The authors use an ablation study to isolate the contributions of planning, mutation, and crossover in their evolutionary factor mining framework. Results show that removing mutation causes the largest drop in predictive power and strategy returns, while removing planning primarily degrades risk-adjusted performance, and removing crossover leads to moderate but consistent declines. This confirms that all three components are essential, with mutation driving exploration, planning stabilizing search, and crossover enabling efficient reuse of successful patterns.

The authors use a factor evaluation agent to assess predictive power and strategy performance, revealing that QuantaAlpha maintains higher coverage and a greater proportion of factors with positive and statistically meaningful Rank IC compared to AlphaAgent. Results show QuantaAlpha’s factors exhibit stronger overall predictive consistency and a heavier right tail in performance distribution, indicating more robust and diverse signal generation under market shifts. This suggests the system’s evolutionary design and semantic controls help sustain factor quality and generalizability beyond specific market regimes.

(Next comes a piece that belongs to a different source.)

PR #198, opened 2026-08-10
Isolated Processes 10: Refactor ProcessReader

marti4d:
The way ProcessReader was implemented (creating a new one when a test requests it) was never a great approach, but it gets even worse when we can't allocate memory in the executor process.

The authors use a structured evaluation to compare factor performance across different semantic categories, revealing that QuantaAlpha’s factors excel in capturing overnight market dynamics, trend quality, and liquidity signals, while underperforming factors often rely on rigid or noise-sensitive mechanisms. Results show that strong performers align with persistent microstructure effects like volatility clustering and auction-driven price discovery, whereas weak ones degrade under regime shifts due to overfitting or lack of adaptive conditioning. This pattern confirms that robust factor design requires semantic alignment with market structure and diversity across information channels, not just statistical fit.

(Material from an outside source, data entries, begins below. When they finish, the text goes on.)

PR #199, opened 2026-08-10
Isolated Processes 11: Use a user-chosen handler for drop failures

marti4d:
Logging drop failures is generally a good idea... Except that logging in the executor could be a disaster if a logger has already been installed that tries to print to STDERR.

This allows the user to install their own optional Drop failure handler. In an executor process, this simply wouldn't ever be used, so the executor will always do nothing when a Drop fails. Unfortunate, but not much else we can do.

### DIFF
--- a/crates/linux/process-backend/src/drop_fail_handler.rs
+++ b/crates/linux/process-backend/src/drop_fail_handler.rs
@@ -1,0 +1,31 @@
+use core::sync::atomic::{AtomicPtr, Ordering};
+
+static HANDLER: AtomicPtr<Handler> = AtomicPtr::new(core::ptr::null_mut());
+
+pub struct Handler {
+    pub(crate) f: for<'a> fn(core::fmt::Arguments<'a>),
+}
+
+impl Handler {
+    pub const fn new(f: for<'a> fn(core::fmt::Arguments<'a>)) -> Self {
+        Self { f }
+    }
+    pub fn install_global(&'static self) {
+        HANDLER.store((self as *const Handler).cast_mut(), Ordering::Release);
+    }
+}
+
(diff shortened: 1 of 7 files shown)


crates/linux/process-backend/src/drop_fail_handler.rs
```diff
@@ -0,0 +1,31 @@
...
+
+pub struct Handler {
+    pub(crate) f: for<'a> fn(core::fmt::Arguments<'a>),
+}
+
+impl Handler {
+    pub const fn new(f: for<'a> fn(core::fmt::Arguments<'a>)) -> Self {
+        Self { f }
+    }
+    pub fn install_global(&'static self) {
```
gabrielesvelto, line 36: It'd be worth documenting that this is not synchronized, so it's up to the caller to sync appropriately if this is used in a multi-threaded environment.

gabrielesvelto (approved):

crates/linux/process-backend/src/drop_fail_handler.rs
marti4d: I'm curious what you mean by "not synchronized"? It's using atomic acquire-release, so multiple threads should be fine to use it... Unless I'm missing something?

gabrielesvelto: Yeah, I meant that this is a global and if it's set more than once by different pieces of code the last one will (silently) win.

marti4d: Ah, good point -- I hadn't considered that some folks might expect "once init" behavior instead of update behavior. I added some prose to the beginning of the module to explain things better :)

PR #231, opened 2019-03-09
Added GaussianBlur transformation with tests

vfdev-5:
Hi, in this PR I added a gaussian blur similarly to ordinary blur and the median one. Can be useful for some other folks as me. What do you think ?


ternaus:
@creafz Do we have an instruction on how to update README when a new transformation is added?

The authors use a crossover operation to combine factor trajectories, resulting in an offspring factor that improves predictive power and annualized excess return over the baseline. However, this gain comes with increased maximum drawdown, indicating higher risk exposure during volatile market conditions. The results suggest that while combining signals enhances returns, it requires additional regime-adaptive controls to maintain risk-adjusted performance.

The authors use QuantaAlpha to generate and evolve trading factors through a trajectory-based evolutionary framework, achieving superior predictive power and strategy performance across multiple large language models. Results show that QuantaAlpha consistently outperforms both traditional machine learning models and prior LLM-based agents, particularly in maintaining high returns with controlled drawdowns under real-world trading constraints. The system’s gains stem from structured factor generation, semantic consistency controls, and evolutionary mechanisms that enhance exploration and reuse of successful patterns.